In fact, the more I thought about what causes people to switch away from animal proteins, the more I got demotivated.

Consider the following facts:

  • Most people adopt a plant-based diet for health reasons, and not due to ethical considerations
    • This means that the moment they discover a new fad-diet, they’re back to consuming animal products.
    • Right now, with brands like Beyond Meat and Impossible Foods, plant based meat is seeing an uptake. But this adoption is driven by health considerations, which means just like margarine, the adoption can reverse if people start fearing them as unhealthy.
  • The % of strict vegans in western populations has remained a constant 1% for the last few decades
    • Even with such noise about veganism, growth in number of strict vegans is surprisingly low because food is such an integral part of life.
    • You have to be extremely motivated by ethical considerations to give up all animal products. Most people simply aren’t that.
  • The low-cost of animal products is subsidized by goverments
    • Something as simple as lower tax on milk than alt-milks can make it hard for alt-protein brands to compete.
  • Animals have been optimized by evolution for food production and alt-protein techniques are engineered
    • When you’re competing against beef, chicken, eggs or milk, you’re really competing against the free R&D done by evolution over millions of years. Similarly, these efficient food producing machines are effectively free because these animals have no rights and are exploited. But R&D and production process for alt-proteins costs money. So, competing against animal proteins in nutrition, taste and cost is close to impossible.

All these considerations made me abandon the project. I’m disappointed that I didn’t continue but I wasn’t interested in making a marginal impact. Many alt-protein brands exist in India and the world and unless I had something radically better, there was no point in jumping in the well and playing a me-too game.

A new type of cryptocurrency

Last year, I stumbled upon an AI-art project which generated art for any given caption. At first, I played around with it manually and generated a few images.

Given a caption, generating these images is computationally expensive. It immediately struck me that perhaps this can replace proof-of-work algorithms in blockchains that are required to be computationally expensive but, unlike these beautiful images, produce no beneficial output. For blockchains, wasting computational energy is the entire point. I wondered what if we could achieve the same objectives but actually produce pieces of art.

So, I began prototyping.

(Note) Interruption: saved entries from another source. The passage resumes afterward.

PR #3695, opened 2026-07-29
fix(wayland): keep toplevels without output_enter in output-scoped lists

GhostEagle68:
## Summary

On Hyprland, toplevels that already exist when a client binds `zwlr_foreign_toplevel_manager_v1` are announced normally but never receive an `output_enter` event, so `WaylandToplevels::ToplevelState::output` stays null for them.

`allAppIds()`, `windowsForApp()`, and `windowsWithoutAppId()` all filtered with `outputFilter != nullptr && state.output != outputFilter`, which excluded those toplevels from every output-scoped query. They then reached the taskbar only via the ext-foreign-toplevel list, with `handle == nullptr` and the taskbar's non-KDE context-menu and activation paths require a wlr handle, so they silently did nothing.

This adds a `sawOutputEnter` flag on `ToplevelState` (set on the first `output_enter`, never cleared) so "never announced an output" can be distinguished from "left every output", plus a `matchesOutputFilter()` helper encoding the rule:

- no filter given → matches
- output matches the filter → matches
- never announced an output → matches
- announced an output and later left all of them → **still excluded**, as before

All three output-scoped queries use the helper.

It also corrects a comment in `compositor_platform.cpp` which claimed Hyprland never exports these windows over `zwlr_foreign_toplevel_management`. It does export them; just omits `output_enter` instead.

## Motivation

After restarting noctalia mid-session on Hyprland, taskbar tiles for windows that were already open stop responding: right-click shows no context menu, and left-click doesn't activate the window or switch workspace. Windows opened *after* the restart behave normally.

Reproduces on v5.0.0-beta.6 (AUR) and on `main`. It mainly affects anyone who restarts the shell. So, mostly developers but it's a real gap in the wlr path.

Root cause evidence, using `lswt` (an unrelated client that binds both protocols) while several windows were already open:

```
$ WAYLAND_DEBUG=1 lswt 2>&1 | grep -cE 'zwlr_foreign_toplevel_manager_v1#[0-9]+\.toplevel'
6
$ WAYLAND_DEBUG=1 lswt 2>&1 | grep -cE 'zwlr_foreign_toplevel_handle_v1#[0-9]+\.output_enter'
0
```

Six toplevels announced over wlr, zero `output_enter` events.

## Type of Change

- [x] Bug fix
- [ ] New feature
- [ ] Breaking change
- [ ] Refactoring
- [ ] Build / packaging

## Related Issue

None filed. Happy to open one if you'd prefer it tracked separately though.

## Testing

```
just format
just build
just test
```

`wayland_toplevels_identity` passes with three new assertions covering:

1. never announced an output → matches an output filter
2. announced a different output → excluded
3. announced an output, then left all of them → excluded

Note: `i18n_supported_languages` currently fails on `main` independently of this PR (`ko.json` exists in `assets/translations/` but is missing from `kSupportedLanguages`).

Verification on Hyprland: opened several apps, restarted noctalia, then confirmed right-click context menus and left-click activate/workspace-switch work again on those pre-existing windows.

## Manual Coverage

- [ ] Tested on Niri
- [x] Tested on Hyprland
- [ ] Tested on Sway

## Checklist

## Additional Notes

**Multi-monitor is untested.** I only have one monitor. With this change, a pre-existing window will appear on *every* output's taskbar until it announces an output, instead of appearing on none. I think present-on-all beats absent-and-inert, and it self-corrects as soon as the window is touched. But if you'd prefer a different fallback for multi-output setups, let me know.

`sawOutputEnter` is deliberately sticky. Without it, `output == nullptr` would also cover windows that left every output (see `onHandleOutputLeave`), and those would have started showing up on all outputs for every user on every compositor. The flag keeps this change inert for compositors that send `output_enter` properly.

**Disclosure:** I used Claude Code as a pair-programming assistant on this one. It suggested where to instrument and proposed comparing the two toplevel protocols with `WAYLAND_DEBUG`, which is what surfaced the missing `output_enter`. The reproduction, all testing and verification on my machine, and the final code are mine, but the diagnostic path was a collaboration, and it seemed worth disclosing this.

### DIFF
--- a/src/compositors/compositor_platform.cpp
+++ b/src/compositors/compositor_platform.cpp
@@ -142,6 +142,42 @@ namespace {
     return false;
   }
 
+  std::unordered_set<std::string> outputScopedWindowIds(const WaylandWorkspaces* workspaces, wl_output* output) {
+    std::unordered_set<std::string> ids;
+    if (output == nullptr || workspaces == nullptr) {
+      return ids;
+    }
+    for (const auto& row : workspaces->workspaceWindows(output)) {
+      const auto normalized = compositors::hyprland::normalizeWindowId(row.windowId);
+      if (!normalized.empty()) {
+        ids.insert(normalized);
+      }
+    }
+    return ids;
+  }
+
+  // Toplevels whose output the compositor never announced stay in every output-scoped wlr list, so
+  // the IPC window list is what actually places them: drop the ones owned by another output.
+  void dropWindowsOnOtherOutputs(
+      std::vector<ToplevelInfo>& windows, const compositors::hyprland::HyprlandToplevelMapping& mapping,
+      const std::unordered_set<std::string>& outputWindowIds
+  ) {
+    if (outputWindowIds.empty()) {
+      return;
+    }
+    std::erase_if(windows, [&](const ToplevelInfo& window) {
+      if (window.outputAnnounced || window.handle == nullptr) {
+        return false;
+      }
+      const auto windowId = mapping.windowIdForWlrHandle(window.handle);
+      if (!windowId.has_value()) {
+        return false;
+      }
+      const auto normalized = compositors::hyprland::normalizeWindowId(*windowId);
+      return !normalized.empty() && !outputWindowIds.contains(normalized);
+    });
+  }
+
   void appendHyprlandExtOnlyWindows(
       std::vector<ToplevelInfo>& windows, const std::vector<ToplevelInfo>& extWindows,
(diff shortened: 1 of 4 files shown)


GhostEagle68:
Just verified again by A/B on one session: uninstalled the patched build to fall back to stock v5.0.0-beta.6 (856d99bbd199). Context menus and activation dead on pre-existing windows; reinstalled the patched build — both work again. Same windows, same config, only the binary differed.

ItsLemmy:
Thanks!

The design of the blockchain was simple and using I also ended up getting a prototype to work. In the process, since I had to modify the code of an actual working blockchain, I learned ins-and-outs of blockchains and cryptocurrencies.

Ultimately, I realized that even though this was a fun project and will likely attract a core audience, it wasn’t aligned with my moral code. The limited time I have in my life shouldn’t be spent developing a largely zero-sum game of cryptocurrencies.

If anyone is interested in reading more about the project or taking it forward, I’ve made the initial document public. I had also registered deepstamp.org for hosting the project and will be happy to donate it if anyone actually ends up developing this or something similar.

What about Wingify?

None of what I wrote above would have been possible if my company didn’t have a capable leadership team led by my co-founder. As a chairman, I don’t get involved in day to day operations and that is what enables me to explore all the non-money-making curiosities. At Wingify, I have the privilege to choose my own projects and those are often the ones that require giving feedback and guidance instead of owning execution.

At this point of Wingify’s maturity, our growth strategy is clear and we have a team capable of executing the plan. This clarity has enabled the company to post incredible revenue and profit growth in 2021. In fact, the last year has been the best year the company has had in the last 5 years and I’m very happy with its trajectory into the future.